Para Thais Roque, coach com formação na área de Gestão Estratégica e Recursos Humanos pela FGV e Coaching e Gerenciamento de Negócios pela New York University (NYU), ficar muito tempo desempregado, invariavelmente, afeta a autoestima e a confiança de muitos. “A insegurança diante dos questionamentos de um recrutador é grande, especialmente na hora de explicar os motivos de estar tanto tempo fora do mercado”, alerta.

Para a especialista, é fundamental deixar claro que os meses parados não foram disperdiçados. Ao contrário,o tempo foi usado para se reciclar, fazer cursos, aprender e voltar ao trabalho ainda mais preparado do que antes. “O desânimo, o medo e a insegurança não podem predominar. O candidato deve ser transparente e franco com relação ao momento vivido, mas, ao mesmo tempo, mostrar-se confiante e seguro de que está pronto para dar o melhor de si na nova oportunidade.”

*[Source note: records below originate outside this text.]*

PR #695, opened 2021-01-26
Use pure Python to determine IP address instead of nonportable `hostname -I`

eyolfson:
The main moviation behind this change is that [coreutils][1] states, for
`hostname`, "portable scripts should not rely on its existence". In fact, the
[inetutils][2] version of `hostname` does not support the `-I` flag. The
[man page][3] from the expected version of `hostname` says to "not make any
assumptions about the order of the output".

This change uses pure Python to grab the first IP address that will work with
MPI. This was the location that caused problems for me, I haven't checked if
`hostname` appears anywhere else in the code. I used the first IPv4 address
that supported streams, since order should not matter.

[1]: https://www.gnu.org/software/coreutils/manual/html_node/hostname-invocation.html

Thais Roque afirma que os longos períodos de desemprego podem afetar diretamente o humor e a postura do candidato, e isso pode transparecer em uma entrevista, fazendo com que, embora preparado, seja deixado de lado.

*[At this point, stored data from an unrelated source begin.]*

PR #708, opened 2021-01-28
Dist testing backend fixes, etc.

jeffra:
Misc. distributed changes, outlined below.

- [x] Update distributed testing backend to not remove args.local_rank patching. Not all unit tests were actually setting the local rank properly which led to many tests running only on one cuda device even if we had world size > 1.
- [x] Previous fix exposed hanging issue with zero-2 tests and `SimpleModel(empty_grads=True)`, empty_grads should only be true for tests where we want to test gradient imbalance issues. Only a few unit tests do this so I removed a lot of unneccisary empty_grads=True calls.
- [x] Add support for env["LOCAL_RANK"] in deepspeed.initialize, this means we (technically) no longer require args.local_rank to be passed into deepspeed.initialize via args. Currently our launcher will still pass `--local_rank <n>` to each sub-process so for now the user node will still need support for this for now.
- [x] Expose the `init_method` param for torch distributed initialization (this was motivated by user request)
- [x] Remove some unit test cases for transformer kernel that were failing on v100, @RezaYazdaniAminabadi is investigating this separately and will have an updated PR soon.

### DIFF
--- a/deepspeed/runtime/engine.py
+++ b/deepspeed/runtime/engine.py
@@ -464,7 +464,7 @@ class DeepSpeedEngine(Module):
                                                   -1))
         env_local_rank = int(os.environ.get("LOCAL_RANK", -1))
         if env_local_rank >= 0:
-            assert self.local_rank == int(env_local_rank), "Mismatch in local rank setting, args.local_rank={self.local_rank} but env['LOCAL_RANK']={env_local_rank}."
+            assert self.local_rank == int(env_local_rank), f"Mismatch in local rank setting, args.local_rank={self.local_rank} but env['LOCAL_RANK']={env_local_rank}."
 
         config_file = args.deepspeed_config if hasattr(args,
                                                        'deepspeed_config') else None
--- a/deepspeed/runtime/engine.py
+++ b/deepspeed/runtime/engine.py
@@ -480,9 +480,6 @@ class DeepSpeedEngine(Module):
                 assert args.deepspeed_config is None, "Not sure how to proceed, we were given both a deepscale_config and deepspeed_config"
             args.deepspeed_config = args.deepscale_config
 
-        assert hasattr(args, 'local_rank') and type(args.local_rank) == int, \
-            'DeepSpeed requires integer command line parameter --local_rank'
-
         local_rank_err = "DeepSpeed requires a command line parameter of --local_rank [int] and/or setting the LOCAL_RANK environment variable."
         if hasattr(args, 'local_rank'):
             assert type(args.local_rank) == int, local_rank_err
--- a/deepspeed/runtime/engine.py
+++ b/deepspeed/runtime/engine.py
@@ -458,11 +458,11 @@ class DeepSpeedEngine(Module):
 
     # Configure based on command line arguments
     def _configure_with_arguments(self, args, mpu):
-        self.local_rank = args.local_rank if hasattr(args,
-                                                     'local_rank') else os.environ.get(
-                                                         "LOCAL_RANK",
-                                                         -1)
-        env_local_rank = os.environ.get("LOCAL_RANK", -1)
+        self.local_rank = args.local_rank if hasattr(
+            args,
+            'local_rank') else int(os.environ.get("LOCAL_RANK",
+                                                  -1))
+        env_local_rank = int(os.environ.get("LOCAL_RANK", -1))
         if env_local_rank >= 0:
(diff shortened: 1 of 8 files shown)


deepspeed/runtime/engine.py
```diff
@@ -458,7 +458,14 @@ def _set_distributed_vars(self):
 
     # Configure based on command line arguments
     def _configure_with_arguments(self, args, mpu):
-        self.local_rank = args.local_rank if hasattr(args, 'local_rank') else 0
+        self.local_rank = args.local_rank if hasattr(
+            args,
+            'local_rank') else int(os.environ.get("LOCAL_RANK",
+                                                  -1))
+        env_local_rank = int(os.environ.get("LOCAL_RANK", -1))
+        if env_local_rank >= 0:
```
tjruwase, line 466: I think it would be nice if this validation logic was moved into _do_args_sanity_check().

tjruwase (approved):

deepspeed/runtime/engine.py
```diff
@@ -473,8 +477,15 @@ def _do_args_sanity_check(self, args):
...
             args.deepspeed_config = args.deepscale_config
 
-        assert hasattr(args, 'local_rank') and type(args.local_rank) == int, \
-            'DeepSpeed requires integer command line parameter --local_rank'
+        local_rank_err = "DeepSpeed requires a command line parameter of --local_rank [int] and/or setting the LOCAL_RANK environment variable."
+        if hasattr(args, 'local_rank'):
+            assert type(args.local_rank) == int, local_rank_err
+            if "LOCAL_RANK" in os.environ:
+                env_local_rank = int(os.environ.get("LOCAL_RANK", -1))
+                assert env_local_rank == args.local_rank, \
```
g-karthik, line 485: @jeffra SOS! the addition of this assertion is causing my jobs to fail now!

Why was this assert added? A downstream script can have `args.local_rank` existing in its argument parser and yet be totally stale until DeepSpeed overrides its value via MPI discovery, etc.

For instance, a downstream script may be written in a manner where it can be used for both single-GPU (without DeepSpeed) and multi-GPU training (with as well as without DeepSpeed), wherein single-GPU training is equivalent to defaulting to `args.local_rank = -1`.

g-karthik (commented):
@jeffra please take a look at my inline comment! Your addition of that specific assert is causing my jobs to fail now.

EDIT: Oh, hmm, looks like you addressed this in a follow-up PR https://github.com/microsoft/DeepSpeed/pull/720. Perhaps my build doesn't contain this fix. Will re-build and test.

g-karthik:
@jeffra Okay so with the latest build which includes https://github.com/microsoft/DeepSpeed/pull/720, the assertion error I was getting earlier went away.

Having said that, I see with this latest build of DeepSpeed that it is no longer updating `args.local_rank` to contain the right value of `local_rank`. My client script's `args.local_rank` remains -1 even after the `deepspeed.initialize()` call. This change in behavior, in turn, is affecting my downstream logic such as ensuring that only the 0th world rank process writes to disk, etc.

Earlier, the behavior was such that if the client script has the command-line arg, then deepspeed would overwrite the arg to contain the right values as identified by `mpi4py` (via the setting of the environment variables in the `init_distributed()` method call prior to args sanity checks and configurations in the `DeepSpeedEngine`).

Would appreciate any assistance here!

jeffra:
Hi @g-karthik, sorry for my delayed response on this blocking issue :( Glad to hear that #720 fixed the issue. Are you installing via PyPI or from source? PyPI is a bit out of date with master right now.

I believe #764 should fix the issue you are now seeing. Can you give the PR branch a try though?

g-karthik:
Hi @jeffra I'm installing from source.

Looks like you've merged it to master already, so I'll try the master branch!

I'm a bit confused though - which commit caused this regression? I'm unable to find it.

g-karthik:
@jeffra the fix in https://github.com/microsoft/DeepSpeed/pull/764 seems to work, thanks for this!

But for my sanity, can you point me to the commit where this was originally "undone", i.e., `args.local_rank` was no longer being set properly within deepspeed?

I'm trying to reconcile this particular behavior with past commits and pretty much all I see is `self.local_rank` assignments, not `args.local_rank` assignments.

Without changing a single line of code in my scripts, I see that without your https://github.com/microsoft/DeepSpeed/pull/764 fix, every rank tries to write a model checkpoint directory. But that was not happening 2-3 weeks ago, i.e., only one rank used to write a model checkpoint directory.

jeffra:
I think i may have added this regression in #608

É preciso entender que o momento econômico do país é um dos mais graves dos últimos 25 anos, empresas fazem cortes, ajustes e bons profissionais perdem seus postos, infelizmente. “Aprendizados e lições tiradas dos últimos acontecimentos podem ajudar a manter a confiança em alta, e também é bom sempre analisar com clareza a posição no mercado e as oportunidades para aquele profissional. Cada setor, cada área tem uma característica, tem maior ou menor velocidade de recolocação, mesmo nas crises”, explica Thais, lembrando que ter consciência do que acontece e tratar isso com clareza, mostra maturidade e preparo para um novo momento profissional.